# [Extracted material]
==================================================
PR #5810, opened 2022-10-06
feat: build a query plan without deduplication

### LINKED ISSUE #5751: Filter data without deduplication
# Rationale
We recently remove deduplication  for Ingester data before sending it to Querier. This leads to no filter data as well. This ticket is to support a query plan that filter data but not apply deduplication

### LINKED ISSUE #5815: Build scan plan without deduplication
This is a task of #5751 that supports a scan plan without deduplication

NGA-TRAN:
Closes #5815 


iox_query/src/frontend.rs
```diff
@@ -57,6 +59,221 @@ mod test {
         };
     }
 
+    #[tokio::test]
```
NGA-TRAN, line 62: Tests creating logical plans are in this file

iox_query/src/provider.rs
```diff
@@ -1349,6 +1423,16 @@ mod test {
             chunk_ids(&chunks.no_duplicates_chunks),
             "00000000-0000-0000-0000-000000000001"
         );
+
```
NGA-TRAN, line 1426: Tests for physical plans are in this file

iox_query/src/frontend.rs
```diff
@@ -57,6 +59,221 @@ mod test {
...
+        assert_batches_eq!(&expected, &batches0);
+    }
+
+    #[tokio::test]
+    async fn test_scan_plan_without_deduplication() {
+        // Create 2 overlapped chunks
+        let (schema, chunks) = get_test_chunks();
+        let ctx = IOxSessionContext::with_testing();
+
+        // Build a logical plan without deduplication
```
NGA-TRAN, line 139: @domodwyer and @crepererum The code that hooks the scan with filter but without deduplication into the Ingester will look similar to this test. I am happy to do it after all the refactoring in the Ingester or feel free to hook them in at your convenience

iox_query/src/provider.rs
```diff
@@ -466,13 +518,20 @@ impl Deduplicater {
...
         // Building plans
         let mut plans: Vec<Arc<dyn ExecutionPlan>> = vec![];
-        if chunks.no_duplicates() {
-            // Neither overlaps nor duplicates, no deduplicating needed
-            debug!("All chunks neither overlap nor duplicate. Build only one scan node for all of them.");
+        if self.disable_deduplication || chunks.no_duplicates() {
+            // Either we do not want to do deduplication even if there are duplicates in the chunks or
+            // the chunks have neither overlaps nor duplicates
+            if self.disable_deduplication {
+                debug!(%table_name, "Deduplication is disable. Build only one scan node for all of them.");
```
crepererum, line 529: I'm only somewhat familiar w/ this code, but do you split the filter expression somewhere into parts that can be evaluated on non-duplicated data and stuff that requires de-dup?

Imagine the following chunk:

```
table foo=1,bar=1 0
table foo=2,bar=2 0
```

If you evaluate `bar=1` on the duplicated data and run de-dup (within the querier), you'll get `table foo=1,bar=1 0` as a result, however if you de-dup first and than evaluate the predicate, you (correctly) will filter out everything.

alamb: This is an excellent point -- basically we need to apply deduplication prior to any filtering. Thus, if we are skipping deduplication in the ingester, we also can't apply filtering prior to combining / deduplication again in the querier

In terms of the specific example, there is always a filter applied after all the scanning etc made by IOx, so I think it will correctly always filter out all the data

iox_query/src/provider.rs
```diff
@@ -2289,13 +2375,29 @@ mod test {
...
+                None,
+            )
             .unwrap();
         let batch = test_collect(plan).await;
         // No duplicates so no sort at all. The data will stay in their original order
         assert_batches_sorted_eq!(&expected, &batch);
+
+        // ----------------------------------
+        // Test with disable_deduplication on
+        let deduplicator = Deduplicater::new(IOxSessionContext::with_testing(), true);
```
alamb, line 2394: same thing here, stylistically this might be easier to read if it was like

```suggestion
        let deduplicator = Deduplicater::new(IOxSessionContext::with_testing())
          .with_deduplication(false);
```

iox_query/src/provider.rs
```diff
@@ -2366,6 +2474,16 @@ mod test {
...
+        let plan = deduplicator
+            .build_scan_plan(Arc::from("t"), schema, chunks, Predicate::default(), None)
+            .unwrap();
+        let batch = test_collect(plan).await;
+        // Deduplication is disabled, the output shoudl be the same as the original data
+        assert_batches_sorted_eq!(&original_expected, &batch);
```
alamb, line 2486: Should the sort be the same too (aka should this be `asset_batches_eq`?

iox_query/src/provider.rs
```diff
@@ -2948,6 +3133,57 @@ mod test {
...
+        let count = plan_str.matches("DeduplicateExec").count();
+        assert_eq!(count, 0);
+
+        // Verify 1 UnionExec
+        let count = plan_str.matches("UnionExec").count();
+        assert_eq!(count, 1);
+
+        // Verify 1 SortPreservingMergeExec
+        let count = plan_str.matches("SortPreservingMergeExec").count();
+        assert_eq!(count, 1);
```
alamb, line 3182: I am not sure how much value verifying these plan nodes adds

alamb (approved):
🏅  amazing tests, as always!

I have some suggestions on style ut on substance I think this is great. Nice work @NGA-TRAN

iox_query/src/provider.rs
crepererum: > In terms of the specific example, there is always a filter applied after all the scanning etc made by IOx, so I think it will correctly always filter out all the data

Different example that has the same issue and is not solved by yet-another filter step:

```
table foo=1,bar=1 0
table bar=2 0
```

Predicate `foo=1 AND bar=2` will filter out both lines prior to de-dup, so this predicate MUST NOT be applied early.

> This is an excellent point -- basically we need to apply deduplication prior to any filtering. 

In general I think just skipping filters when there's any de-dup to run kinda defeats the purpose, because than the ingester won't filter at all in many cases. Running de-dup on the other hand is exactly what we wanna avoid for perf reasons. I think we should isolate from expressions -- which are mostly OR/AND-combinations -- the part that can safely be applied prior to de-dup (that needs some careful thinking).

NGA-TRAN: > table foo=1,bar=1 0
table bar=2 0
Predicate foo=1 AND bar=2 will filter out both lines prior to de-dup, so this predicate MUST NOT be applied early.

@crepererum : This is a good example. This means if we apply filter before deduplication, we need to see which cases we can do it

iox_query/src/provider.rs
NGA-TRAN: The original plan is to test the plan and I just add the case of without deduplication. The plans are different and I think they are useful

iox_query/src/frontend.rs
NGA-TRAN: @crepererum has a good example about cases we cannot apply filter prior to deduplication. If we want to use this, we must be carefully to avoid those cases

https://github.com/influxdata/influxdb_iox/pull/5810/files#r1004392310

iox_query/src/frontend.rs
```diff
@@ -57,6 +59,221 @@ mod test {
...
+
+        // Build physical plan
+        let executor = Executor::new(1);
+        let physical_plan = executor
+            .new_context(ExecutorType::Reorg)
+            .create_physical_plan(&logical_plan)
+            .await
+            .unwrap();
+
+        // Verify plan: the plan has sort and merge but no deduplication
```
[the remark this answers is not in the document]
NGA-TRAN: I will remove the asserting the plans

iox_query/src/frontend/common.rs
```diff
@@ -106,6 +108,8 @@ impl<'a> ScanPlanBuilder<'a> {
             chunks: vec![],
             output_sort_key: None,
             predicate: None,
+            // always do deduplication in query
+            disable_deduplication: false,
```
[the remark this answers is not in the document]
NGA-TRAN: Will use this suggestions everywhere

iox_query/src/provider.rs
alamb: Filed https://github.com/influxdata/influxdb_iox/issues/6066 to track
==================================================
Every entry shown above should be written out again without a single difference.

# [Answer]
PR #5810, opened 2022-10-06
feat: build a query plan without deduplication

### LINKED ISSUE #5751: Filter data without deduplication
# Rationale
We recently remove deduplication  for Ingester data before sending it to Querier. This leads to no filter data as well. This ticket is to support a query plan that filter data but not apply deduplication

### LINKED ISSUE #5815: Build scan plan without deduplication
This is a task of #5751 that supports a scan plan without deduplication

NGA-TRAN:
Closes #5815 


iox_query/src/frontend.rs
```diff
@@ -57,6 +59,221 @@ mod test {
         };
     }
 
+    #[tokio::test]
```
NGA-TRAN, line 62: Tests creating logical plans are in this file

iox_query/src/provider.rs
```diff
@@ -1349,6 +1423,16 @@ mod test {
             chunk_ids(&chunks.no_duplicates_chunks),
             "00000000-0000-0000-0000-000000000001"
         );
+
```
NGA-TRAN, line 1426: Tests for physical plans are in this file

iox_query/src/frontend.rs
```diff
@@ -57,6 +59,221 @@ mod test {
...
+        assert_batches_eq!(&expected, &batches0);
+    }
+
+    #[tokio::test]
+    async fn test_scan_plan_without_deduplication() {
+        // Create 2 overlapped chunks
+        let (schema, chunks) = get_test_chunks();
+        let ctx = IOxSessionContext::with_testing();
+
+        // Build a logical plan without deduplication
```
NGA-TRAN, line 139: @domodwyer and @crepererum The code that hooks the scan with filter but without deduplication into the Ingester will look similar to this test. I am happy to do it after all the refactoring in the Ingester or feel free to hook them in at your convenience

iox_query/src/provider.rs
```diff
@@ -466,13 +518,20 @@ impl Deduplicater {
...
         // Building plans
         let mut plans: Vec<Arc<dyn ExecutionPlan>> = vec![];
-        if chunks.no_duplicates() {
-            // Neither overlaps nor duplicates, no deduplicating needed
-            debug!("All chunks neither overlap nor duplicate. Build only one scan node for all of them.");
+        if self.disable_deduplication || chunks.no_duplicates() {
+            // Either we do not want to do deduplication even if there are duplicates in the chunks or
+            // the chunks have neither overlaps nor duplicates
+            if self.disable_deduplication {
+                debug!(%table_name, "Deduplication is disable. Build only one scan node for all of them.");
```
crepererum, line 529: I'm only somewhat familiar w/ this code, but do you split the filter expression somewhere into parts that can be evaluated on non-duplicated data and stuff that requires de-dup?

Imagine the following chunk:

```
table foo=1,bar=1 0
table foo=2,bar=2 0
```

If you evaluate `bar=1` on the duplicated data and run de-dup (within the querier), you'll get `table foo=1,bar=1 0` as a result, however if you de-dup first and than evaluate the predicate, you (correctly) will filter out everything.

alamb: This is an excellent point -- basically we need to apply deduplication prior to any filtering. Thus, if we are skipping deduplication in the ingester, we also can't apply filtering prior to combining / deduplication again in the querier

In terms of the specific example, there is always a filter applied after all the scanning etc made by IOx, so I think it will correctly always filter out all the data

iox_query/src/provider.rs
```diff
@@ -2289,13 +2375,29 @@ mod test {
...
+                None,
+            )
             .unwrap();
         let batch = test_collect(plan).await;
         // No duplicates so no sort at all. The data will stay in their original order
         assert_batches_sorted_eq!(&expected, &batch);
+
+        // ----------------------------------
+        // Test with disable_deduplication on
+        let deduplicator = Deduplicater::new(IOxSessionContext::with_testing(), true);
```
alamb, line 2394: same thing here, stylistically this might be easier to read if it was like

```suggestion
        let deduplicator = Deduplicater::new(IOxSessionContext::with_testing())
          .with_deduplication(false);
```

iox_query/src/provider.rs
```diff
@@ -2366,6 +2474,16 @@ mod test {
...
+        let plan = deduplicator
+            .build_scan_plan(Arc::from("t"), schema, chunks, Predicate::default(), None)
+            .unwrap();
+        let batch = test_collect(plan).await;
+        // Deduplication is disabled, the output shoudl be the same as the original data
+        assert_batches_sorted_eq!(&original_expected, &batch);
```
alamb, line 2486: Should the sort be the same too (aka should this be `asset_batches_eq`?

iox_query/src/provider.rs
```diff
@@ -2948,6 +3133,57 @@ mod test {
...
+        let count = plan_str.matches("DeduplicateExec").count();
+        assert_eq!(count, 0);
+
+        // Verify 1 UnionExec
+        let count = plan_str.matches("UnionExec").count();
+        assert_eq!(count, 1);
+
+        // Verify 1 SortPreservingMergeExec
+        let count = plan_str.matches("SortPreservingMergeExec").count();
+        assert_eq!(count, 1);
```
alamb, line 3182: I am not sure how much value verifying these plan nodes adds

alamb (approved):
🏅  amazing tests, as always!

I have some suggestions on style ut on substance I think this is great. Nice work @NGA-TRAN

iox_query/src/provider.rs
crepererum: > In terms of the specific example, there is always a filter applied after all the scanning etc made by IOx, so I think it will correctly always filter out all the data

Different example that has the same issue and is not solved by yet-another filter step:

```
table foo=1,bar=1 0
table bar=2 0
```

Predicate `foo=1 AND bar=2` will filter out both lines prior to de-dup, so this predicate MUST NOT be applied early.

> This is an excellent point -- basically we need to apply deduplication prior to any filtering. 

In general I think just skipping filters when there's any de-dup to run kinda defeats the purpose, because than the ingester won't filter at all in many cases. Running de-dup on the other hand is exactly what we wanna avoid for perf reasons. I think we should isolate from expressions -- which are mostly OR/AND-combinations -- the part that can safely be applied prior to de-dup (that needs some careful thinking).

NGA-TRAN: > table foo=1,bar=1 0
table bar=2 0
Predicate foo=1 AND bar=2 will filter out both lines prior to de-dup, so this predicate MUST NOT be applied early.

@crepererum : This is a good example. This means if we apply filter before deduplication, we need to see which cases we can do it

iox_query/src/provider.rs
NGA-TRAN: The original plan is to test the plan and I just add the case of without deduplication. The plans are different and I think they are useful

iox_query/src/frontend.rs
NGA-TRAN: @crepererum has a good example about cases we cannot apply filter prior to deduplication. If we want to use this, we must be carefully to avoid those cases

https://github.com/influxdata/influxdb_iox/pull/5810/files#r1004392310

iox_query/src/frontend.rs
```diff
@@ -57,6 +59,221 @@ mod test {
...
+
+        // Build physical plan
+        let executor = Executor::new(1);
+        let physical_plan = executor
+            .new_context(ExecutorType::Reorg)
+            .create_physical_plan(&logical_plan)
+            .await
+            .unwrap();
+
+        // Verify plan: the plan has sort and merge but no deduplication
```
[the remark this answers is not in the document]
NGA-TRAN: I will remove the asserting the plans

iox_query/src/frontend/common.rs
```diff
@@ -106,6 +108,8 @@ impl<'a> ScanPlanBuilder<'a> {
             chunks: vec![],
             output_sort_key: None,
             predicate: None,
+            // always do deduplication in query
+            disable_deduplication: false,
```
[the remark this answers is not in the document]
NGA-TRAN: Will use this suggestions everywhere

iox_query/src/provider.rs
alamb: Filed https://github.com/influxdata/influxdb_iox/issues/6066 to track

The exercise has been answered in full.